The entries below must be retyped in full. Keep every word the same.

*** Opening of RAW DATA ***

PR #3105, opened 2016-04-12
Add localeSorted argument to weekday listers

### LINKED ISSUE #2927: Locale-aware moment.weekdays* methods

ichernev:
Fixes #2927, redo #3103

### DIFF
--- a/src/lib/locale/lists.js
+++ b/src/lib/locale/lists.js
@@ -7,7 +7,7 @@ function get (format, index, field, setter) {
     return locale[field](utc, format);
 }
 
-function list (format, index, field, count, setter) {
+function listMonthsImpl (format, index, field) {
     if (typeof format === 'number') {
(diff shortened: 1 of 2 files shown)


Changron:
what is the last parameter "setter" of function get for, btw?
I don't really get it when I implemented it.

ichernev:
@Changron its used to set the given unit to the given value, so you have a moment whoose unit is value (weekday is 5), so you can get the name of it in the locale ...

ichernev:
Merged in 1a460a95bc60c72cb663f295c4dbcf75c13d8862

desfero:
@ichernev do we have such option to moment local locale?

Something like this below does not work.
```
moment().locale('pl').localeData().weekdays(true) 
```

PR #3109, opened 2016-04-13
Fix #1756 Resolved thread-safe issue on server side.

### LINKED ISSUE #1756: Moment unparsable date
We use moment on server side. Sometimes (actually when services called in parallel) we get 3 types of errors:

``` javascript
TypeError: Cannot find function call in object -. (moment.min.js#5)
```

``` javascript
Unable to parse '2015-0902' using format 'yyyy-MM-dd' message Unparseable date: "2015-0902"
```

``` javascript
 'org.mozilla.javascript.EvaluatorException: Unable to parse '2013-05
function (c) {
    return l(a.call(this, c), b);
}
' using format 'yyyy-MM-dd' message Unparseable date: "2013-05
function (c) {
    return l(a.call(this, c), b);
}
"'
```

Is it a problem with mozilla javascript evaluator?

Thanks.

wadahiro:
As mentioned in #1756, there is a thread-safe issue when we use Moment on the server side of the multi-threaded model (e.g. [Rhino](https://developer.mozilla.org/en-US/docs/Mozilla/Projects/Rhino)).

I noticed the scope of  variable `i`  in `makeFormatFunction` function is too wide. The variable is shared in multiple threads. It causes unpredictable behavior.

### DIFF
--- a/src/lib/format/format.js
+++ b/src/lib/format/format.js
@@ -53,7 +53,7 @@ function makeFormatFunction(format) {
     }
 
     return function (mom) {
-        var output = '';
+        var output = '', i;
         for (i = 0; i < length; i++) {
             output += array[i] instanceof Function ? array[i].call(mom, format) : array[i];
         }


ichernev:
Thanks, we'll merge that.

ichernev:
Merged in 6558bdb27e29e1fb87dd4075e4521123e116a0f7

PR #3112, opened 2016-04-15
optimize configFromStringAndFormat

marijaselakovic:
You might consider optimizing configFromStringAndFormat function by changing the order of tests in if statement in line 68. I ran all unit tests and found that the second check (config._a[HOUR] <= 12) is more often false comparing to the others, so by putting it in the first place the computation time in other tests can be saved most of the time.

*** Close of RAW DATA ***

THE COMPLETED TASK:
PR #3105, opened 2016-04-12
Add localeSorted argument to weekday listers

### LINKED ISSUE #2927: Locale-aware moment.weekdays* methods

ichernev:
Fixes #2927, redo #3103

### DIFF
--- a/src/lib/locale/lists.js
+++ b/src/lib/locale/lists.js
@@ -7,7 +7,7 @@ function get (format, index, field, setter) {
     return locale[field](utc, format);
 }
 
-function list (format, index, field, count, setter) {
+function listMonthsImpl (format, index, field) {
     if (typeof format === 'number') {
(diff shortened: 1 of 2 files shown)


Changron:
what is the last parameter "setter" of function get for, btw?
I don't really get it when I implemented it.

ichernev:
@Changron its used to set the given unit to the given value, so you have a moment whoose unit is value (weekday is 5), so you can get the name of it in the locale ...

ichernev:
Merged in 1a460a95bc60c72cb663f295c4dbcf75c13d8862

desfero:
@ichernev do we have such option to moment local locale?

Something like this below does not work.
```
moment().locale('pl').localeData().weekdays(true) 
```

PR #3109, opened 2016-04-13
Fix #1756 Resolved thread-safe issue on server side.

### LINKED ISSUE #1756: Moment unparsable date
We use moment on server side. Sometimes (actually when services called in parallel) we get 3 types of errors:

``` javascript
TypeError: Cannot find function call in object -. (moment.min.js#5)
```

``` javascript
Unable to parse '2015-0902' using format 'yyyy-MM-dd' message Unparseable date: "2015-0902"
```

``` javascript
 'org.mozilla.javascript.EvaluatorException: Unable to parse '2013-05
function (c) {
    return l(a.call(this, c), b);
}
' using format 'yyyy-MM-dd' message Unparseable date: "2013-05
function (c) {
    return l(a.call(this, c), b);
}
"'
```

Is it a problem with mozilla javascript evaluator?

Thanks.

wadahiro:
As mentioned in #1756, there is a thread-safe issue when we use Moment on the server side of the multi-threaded model (e.g. [Rhino](https://developer.mozilla.org/en-US/docs/Mozilla/Projects/Rhino)).

I noticed the scope of  variable `i`  in `makeFormatFunction` function is too wide. The variable is shared in multiple threads. It causes unpredictable behavior.

### DIFF
--- a/src/lib/format/format.js
+++ b/src/lib/format/format.js
@@ -53,7 +53,7 @@ function makeFormatFunction(format) {
     }
 
     return function (mom) {
-        var output = '';
+        var output = '', i;
         for (i = 0; i < length; i++) {
             output += array[i] instanceof Function ? array[i].call(mom, format) : array[i];
         }


ichernev:
Thanks, we'll merge that.

ichernev:
Merged in 6558bdb27e29e1fb87dd4075e4521123e116a0f7

PR #3112, opened 2016-04-15
optimize configFromStringAndFormat

marijaselakovic:
You might consider optimizing configFromStringAndFormat function by changing the order of tests in if statement in line 68. I ran all unit tests and found that the second check (config._a[HOUR] <= 12) is more often false comparing to the others, so by putting it in the first place the computation time in other tests can be saved most of the time.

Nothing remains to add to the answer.